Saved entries
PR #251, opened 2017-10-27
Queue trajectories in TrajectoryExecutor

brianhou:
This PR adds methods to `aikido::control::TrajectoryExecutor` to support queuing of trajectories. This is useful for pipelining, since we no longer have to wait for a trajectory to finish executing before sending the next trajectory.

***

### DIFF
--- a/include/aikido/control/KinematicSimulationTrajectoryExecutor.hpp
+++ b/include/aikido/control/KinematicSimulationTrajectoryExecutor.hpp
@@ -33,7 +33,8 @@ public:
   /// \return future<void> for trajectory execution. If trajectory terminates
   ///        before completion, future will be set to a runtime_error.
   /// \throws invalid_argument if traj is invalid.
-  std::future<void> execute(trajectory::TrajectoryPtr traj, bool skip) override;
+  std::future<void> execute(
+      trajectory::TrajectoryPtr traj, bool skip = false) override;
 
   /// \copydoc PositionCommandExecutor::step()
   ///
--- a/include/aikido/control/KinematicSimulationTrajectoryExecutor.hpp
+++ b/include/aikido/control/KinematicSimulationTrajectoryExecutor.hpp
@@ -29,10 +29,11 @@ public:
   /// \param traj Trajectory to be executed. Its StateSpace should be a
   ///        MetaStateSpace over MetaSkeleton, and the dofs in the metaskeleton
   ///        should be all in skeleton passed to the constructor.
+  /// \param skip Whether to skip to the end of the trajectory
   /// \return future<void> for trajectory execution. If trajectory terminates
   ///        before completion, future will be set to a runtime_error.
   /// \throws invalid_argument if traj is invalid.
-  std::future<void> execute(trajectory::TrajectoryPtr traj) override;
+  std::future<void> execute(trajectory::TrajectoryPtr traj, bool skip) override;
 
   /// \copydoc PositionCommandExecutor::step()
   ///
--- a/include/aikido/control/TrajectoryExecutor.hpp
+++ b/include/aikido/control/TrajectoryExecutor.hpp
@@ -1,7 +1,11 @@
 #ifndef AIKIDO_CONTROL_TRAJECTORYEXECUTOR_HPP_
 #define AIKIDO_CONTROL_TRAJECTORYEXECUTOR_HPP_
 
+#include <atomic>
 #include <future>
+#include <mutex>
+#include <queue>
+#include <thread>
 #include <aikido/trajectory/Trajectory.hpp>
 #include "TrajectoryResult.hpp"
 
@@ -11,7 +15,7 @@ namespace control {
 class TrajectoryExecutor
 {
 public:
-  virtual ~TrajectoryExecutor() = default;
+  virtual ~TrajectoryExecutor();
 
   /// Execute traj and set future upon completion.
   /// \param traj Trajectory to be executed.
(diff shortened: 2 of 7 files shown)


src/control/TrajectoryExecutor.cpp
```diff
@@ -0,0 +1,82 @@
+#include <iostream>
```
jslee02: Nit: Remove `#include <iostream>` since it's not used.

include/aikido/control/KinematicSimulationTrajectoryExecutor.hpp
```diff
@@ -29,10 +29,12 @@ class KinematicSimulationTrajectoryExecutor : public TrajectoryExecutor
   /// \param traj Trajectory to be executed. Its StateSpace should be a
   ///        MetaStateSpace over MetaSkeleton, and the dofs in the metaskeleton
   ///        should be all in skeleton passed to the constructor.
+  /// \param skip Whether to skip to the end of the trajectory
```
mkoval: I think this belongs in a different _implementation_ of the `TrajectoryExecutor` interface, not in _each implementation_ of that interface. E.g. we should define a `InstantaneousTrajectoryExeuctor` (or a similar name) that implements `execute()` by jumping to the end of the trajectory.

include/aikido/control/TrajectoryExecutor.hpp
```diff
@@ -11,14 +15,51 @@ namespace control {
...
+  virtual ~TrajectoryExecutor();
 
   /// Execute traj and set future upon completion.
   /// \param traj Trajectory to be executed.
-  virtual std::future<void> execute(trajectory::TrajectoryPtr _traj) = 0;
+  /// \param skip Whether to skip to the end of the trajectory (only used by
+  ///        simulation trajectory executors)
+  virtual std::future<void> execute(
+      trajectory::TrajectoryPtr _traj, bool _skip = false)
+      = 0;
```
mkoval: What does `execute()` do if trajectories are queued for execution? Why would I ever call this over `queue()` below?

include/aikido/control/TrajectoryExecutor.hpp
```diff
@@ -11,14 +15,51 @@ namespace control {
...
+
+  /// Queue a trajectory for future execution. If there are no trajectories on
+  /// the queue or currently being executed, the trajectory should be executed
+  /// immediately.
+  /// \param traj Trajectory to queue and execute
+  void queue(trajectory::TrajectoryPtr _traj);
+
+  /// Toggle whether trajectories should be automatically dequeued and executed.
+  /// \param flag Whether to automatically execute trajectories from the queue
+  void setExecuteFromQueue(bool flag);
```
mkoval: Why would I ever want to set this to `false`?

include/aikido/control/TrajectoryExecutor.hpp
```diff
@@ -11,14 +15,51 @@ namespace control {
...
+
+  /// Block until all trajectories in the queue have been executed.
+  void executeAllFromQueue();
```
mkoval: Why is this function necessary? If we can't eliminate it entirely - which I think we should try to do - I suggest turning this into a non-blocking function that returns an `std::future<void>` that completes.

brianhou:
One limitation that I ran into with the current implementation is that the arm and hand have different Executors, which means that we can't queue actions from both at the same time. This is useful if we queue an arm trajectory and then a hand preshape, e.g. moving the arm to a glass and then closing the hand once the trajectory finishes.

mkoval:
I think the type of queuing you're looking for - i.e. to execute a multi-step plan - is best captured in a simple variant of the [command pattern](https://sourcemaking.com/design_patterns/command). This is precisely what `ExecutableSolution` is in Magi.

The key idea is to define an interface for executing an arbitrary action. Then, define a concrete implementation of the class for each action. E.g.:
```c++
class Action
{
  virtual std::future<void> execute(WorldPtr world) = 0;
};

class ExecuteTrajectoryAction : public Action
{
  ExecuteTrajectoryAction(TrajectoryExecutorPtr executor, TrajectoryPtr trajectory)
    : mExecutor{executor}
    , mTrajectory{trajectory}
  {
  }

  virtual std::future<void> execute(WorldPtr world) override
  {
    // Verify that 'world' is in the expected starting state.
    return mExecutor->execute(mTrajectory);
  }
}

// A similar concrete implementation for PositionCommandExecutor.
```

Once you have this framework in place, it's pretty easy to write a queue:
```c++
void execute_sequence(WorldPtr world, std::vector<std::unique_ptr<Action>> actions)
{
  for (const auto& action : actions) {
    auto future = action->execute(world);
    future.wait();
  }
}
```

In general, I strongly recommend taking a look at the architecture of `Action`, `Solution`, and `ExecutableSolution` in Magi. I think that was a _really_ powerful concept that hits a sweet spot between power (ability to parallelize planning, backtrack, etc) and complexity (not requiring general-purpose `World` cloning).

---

Exercise aim:
I would like you to output every record exactly as written.

Response:
PR #251, opened 2017-10-27
Queue trajectories in TrajectoryExecutor

brianhou:
This PR adds methods to `aikido::control::TrajectoryExecutor` to support queuing of trajectories. This is useful for pipelining, since we no longer have to wait for a trajectory to finish executing before sending the next trajectory.

***

### DIFF
--- a/include/aikido/control/KinematicSimulationTrajectoryExecutor.hpp
+++ b/include/aikido/control/KinematicSimulationTrajectoryExecutor.hpp
@@ -33,7 +33,8 @@ public:
   /// \return future<void> for trajectory execution. If trajectory terminates
   ///        before completion, future will be set to a runtime_error.
   /// \throws invalid_argument if traj is invalid.
-  std::future<void> execute(trajectory::TrajectoryPtr traj, bool skip) override;
+  std::future<void> execute(
+      trajectory::TrajectoryPtr traj, bool skip = false) override;
 
   /// \copydoc PositionCommandExecutor::step()
   ///
--- a/include/aikido/control/KinematicSimulationTrajectoryExecutor.hpp
+++ b/include/aikido/control/KinematicSimulationTrajectoryExecutor.hpp
@@ -29,10 +29,11 @@ public:
   /// \param traj Trajectory to be executed. Its StateSpace should be a
   ///        MetaStateSpace over MetaSkeleton, and the dofs in the metaskeleton
   ///        should be all in skeleton passed to the constructor.
+  /// \param skip Whether to skip to the end of the trajectory
   /// \return future<void> for trajectory execution. If trajectory terminates
   ///        before completion, future will be set to a runtime_error.
   /// \throws invalid_argument if traj is invalid.
-  std::future<void> execute(trajectory::TrajectoryPtr traj) override;
+  std::future<void> execute(trajectory::TrajectoryPtr traj, bool skip) override;
 
   /// \copydoc PositionCommandExecutor::step()
   ///
--- a/include/aikido/control/TrajectoryExecutor.hpp
+++ b/include/aikido/control/TrajectoryExecutor.hpp
@@ -1,7 +1,11 @@
 #ifndef AIKIDO_CONTROL_TRAJECTORYEXECUTOR_HPP_
 #define AIKIDO_CONTROL_TRAJECTORYEXECUTOR_HPP_
 
+#include <atomic>
 #include <future>
+#include <mutex>
+#include <queue>
+#include <thread>
 #include <aikido/trajectory/Trajectory.hpp>
 #include "TrajectoryResult.hpp"
 
@@ -11,7 +15,7 @@ namespace control {
 class TrajectoryExecutor
 {
 public:
-  virtual ~TrajectoryExecutor() = default;
+  virtual ~TrajectoryExecutor();
 
   /// Execute traj and set future upon completion.
   /// \param traj Trajectory to be executed.
(diff shortened: 2 of 7 files shown)


src/control/TrajectoryExecutor.cpp
```diff
@@ -0,0 +1,82 @@
+#include <iostream>
```
jslee02: Nit: Remove `#include <iostream>` since it's not used.

include/aikido/control/KinematicSimulationTrajectoryExecutor.hpp
```diff
@@ -29,10 +29,12 @@ class KinematicSimulationTrajectoryExecutor : public TrajectoryExecutor
   /// \param traj Trajectory to be executed. Its StateSpace should be a
   ///        MetaStateSpace over MetaSkeleton, and the dofs in the metaskeleton
   ///        should be all in skeleton passed to the constructor.
+  /// \param skip Whether to skip to the end of the trajectory
```
mkoval: I think this belongs in a different _implementation_ of the `TrajectoryExecutor` interface, not in _each implementation_ of that interface. E.g. we should define a `InstantaneousTrajectoryExeuctor` (or a similar name) that implements `execute()` by jumping to the end of the trajectory.

include/aikido/control/TrajectoryExecutor.hpp
```diff
@@ -11,14 +15,51 @@ namespace control {
...
+  virtual ~TrajectoryExecutor();
 
   /// Execute traj and set future upon completion.
   /// \param traj Trajectory to be executed.
-  virtual std::future<void> execute(trajectory::TrajectoryPtr _traj) = 0;
+  /// \param skip Whether to skip to the end of the trajectory (only used by
+  ///        simulation trajectory executors)
+  virtual std::future<void> execute(
+      trajectory::TrajectoryPtr _traj, bool _skip = false)
+      = 0;
```
mkoval: What does `execute()` do if trajectories are queued for execution? Why would I ever call this over `queue()` below?

include/aikido/control/TrajectoryExecutor.hpp
```diff
@@ -11,14 +15,51 @@ namespace control {
...
+
+  /// Queue a trajectory for future execution. If there are no trajectories on
+  /// the queue or currently being executed, the trajectory should be executed
+  /// immediately.
+  /// \param traj Trajectory to queue and execute
+  void queue(trajectory::TrajectoryPtr _traj);
+
+  /// Toggle whether trajectories should be automatically dequeued and executed.
+  /// \param flag Whether to automatically execute trajectories from the queue
+  void setExecuteFromQueue(bool flag);
```
mkoval: Why would I ever want to set this to `false`?

include/aikido/control/TrajectoryExecutor.hpp
```diff
@@ -11,14 +15,51 @@ namespace control {
...
+
+  /// Block until all trajectories in the queue have been executed.
+  void executeAllFromQueue();
```
mkoval: Why is this function necessary? If we can't eliminate it entirely - which I think we should try to do - I suggest turning this into a non-blocking function that returns an `std::future<void>` that completes.

brianhou:
One limitation that I ran into with the current implementation is that the arm and hand have different Executors, which means that we can't queue actions from both at the same time. This is useful if we queue an arm trajectory and then a hand preshape, e.g. moving the arm to a glass and then closing the hand once the trajectory finishes.

mkoval:
I think the type of queuing you're looking for - i.e. to execute a multi-step plan - is best captured in a simple variant of the [command pattern](https://sourcemaking.com/design_patterns/command). This is precisely what `ExecutableSolution` is in Magi.

The key idea is to define an interface for executing an arbitrary action. Then, define a concrete implementation of the class for each action. E.g.:
```c++
class Action
{
  virtual std::future<void> execute(WorldPtr world) = 0;
};

class ExecuteTrajectoryAction : public Action
{
  ExecuteTrajectoryAction(TrajectoryExecutorPtr executor, TrajectoryPtr trajectory)
    : mExecutor{executor}
    , mTrajectory{trajectory}
  {
  }

  virtual std::future<void> execute(WorldPtr world) override
  {
    // Verify that 'world' is in the expected starting state.
    return mExecutor->execute(mTrajectory);
  }
}

// A similar concrete implementation for PositionCommandExecutor.
```

Once you have this framework in place, it's pretty easy to write a queue:
```c++
void execute_sequence(WorldPtr world, std::vector<std::unique_ptr<Action>> actions)
{
  for (const auto& action : actions) {
    auto future = action->execute(world);
    future.wait();
  }
}
```

In general, I strongly recommend taking a look at the architecture of `Action`, `Solution`, and `ExecutableSolution` in Magi. I think that was a _really_ powerful concept that hits a sweet spot between power (ability to parallelize planning, backtrack, etc) and complexity (not requiring general-purpose `World` cloning).

---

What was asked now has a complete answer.